A novel prosthetic anal sphincter (PAS) has been developed that aims to occlude by flattening and angulating the bowel, reproducing the action of the puborectalis muscle. The safety of the PAS has been confirmed in biomechanical, in vitro and long‐term animal survival studies. The Medical Devices Agency approved implantation in 12 patients.

Methods:

The PAS was placed in the pelvis around the anorectal junction via a transabdominal approach in 12 patients with severe faecal incontinence. The device was activated 6 weeks after surgery. Fibreoptic examination of the mucosa below the device was undertaken at various intervals during review.

Results:

At a median follow‐up of 59 (range 30–72) months nine of the 12 patients had a functioning PAS. There were no device‐related infective complications after the initial operation but one patient developed pseudomembranous colitis and had the device removed.

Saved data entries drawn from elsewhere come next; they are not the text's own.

PR #1726, opened 2023-11-11
Increase the max corner size to 9999

### LINKED ISSUE #159: Corner Size GUI should allow values higher than 99
> This issue has been migrated from old Barrier Github repository https://github.com/debauchee/barrier/issues/159
> 
> Issue created on: 2018-10-19 by @demonbane
> Issue last updated on: 2021-08-17

The Corner Size control in the screen settings and advanced server settings GUI looks like it's using the default QSpinBox settings which results in a limit of 99. This isn't very practical on high-dpi screens where 99 pixels in the corner is barely noticeable.

These controls should be updated with a higher [maximum](http://doc.qt.io/qt-5/qspinbox.html#maximum-prop) value to allow values above 99 to be entered without having to resort to manually editing a config file.

---

> Commented on: 2021-08-17 by @TheDiscordian

I just ran into this. I have a multi-monitor setup that wasn't working (Linux <-> Linux Monitor <-> MacBook), when I moved the mouse left of the MacBook, if it was too high or too low, it jumped all the way to the left-most monitor. Simply disabling corners and setting the size to 122 fixed my issue completely, works almost like a normal extended monitor now. A lot of people seem to run into multi-monitor issues, and I feel like simply fixing the UI here would go a long way.

sithlord48:
Fixes #159
 - Increases the max corner size to 9999.

## Contributor Checklist:

* [X] I have created a file in the `doc/newsfragments` directory *IF* it is a

### DIFF
--- a/doc/newsfragments/159-fix-corner-size-value.bugfix
+++ b/doc/newsfragments/159-fix-corner-size-value.bugfix
@@ -1,0 +1,4 @@
+Solve Issue 159:
+  Corner Size GUI should allow higher value than 99(https://github.com/input-leap/input-leap/issues/159)
+
+Changes the maximum corner size to 9999
--- a/src/gui/src/ServerConfigDialogBase.ui
+++ b/src/gui/src/ServerConfigDialogBase.ui
@@ -659,7 +659,11 @@ Double click on a screen to edit its settings.</string>
              </widget>
             </item>
             <item>
-             <widget class="QSpinBox" name="m_pSpinBoxSwitchCornerSize"/>
+             <widget class="QSpinBox" name="m_pSpinBoxSwitchCornerSize">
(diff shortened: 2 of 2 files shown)


shymega:
What's the rationale for '9999' being the new value? Seems awfully high. I'd also want to check the C++ side of things can handle such a high integer.

sithlord48:
> What's the rationale for '9999' being the new value? Seems awfully high. I'd also want to check the C++ side of things can handle such a high integer.

This is backed by an int so 9999 should ok int is at least 2 bytes. i picked 9999 because there is enough room for it no other reason.

shymega:
Fixed commit message, renamed newsfragment to be more descriptive, now merging.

The PAS was effective in restoring continence in ten of 11 patients. Median (range) Cleveland Clinic continence scores improved from 16 (7–20) before to 3 (0–7) after surgery. In two patients the PAS was eventually removed owing to infection after revisional surgery. There was no clinical or histological evidence of gastrointestinal mucosal ischaemia.

Conclusion:

The PAS was effective in restoring continence. There was no device‐related infection after the initial operation, no device erosion and no clinical or histological evidence of gastrointestinal ischaemia. Copyright © 2004 British Journal of Surgery Society Ltd. Published by John Wiley & Sons, Ltd.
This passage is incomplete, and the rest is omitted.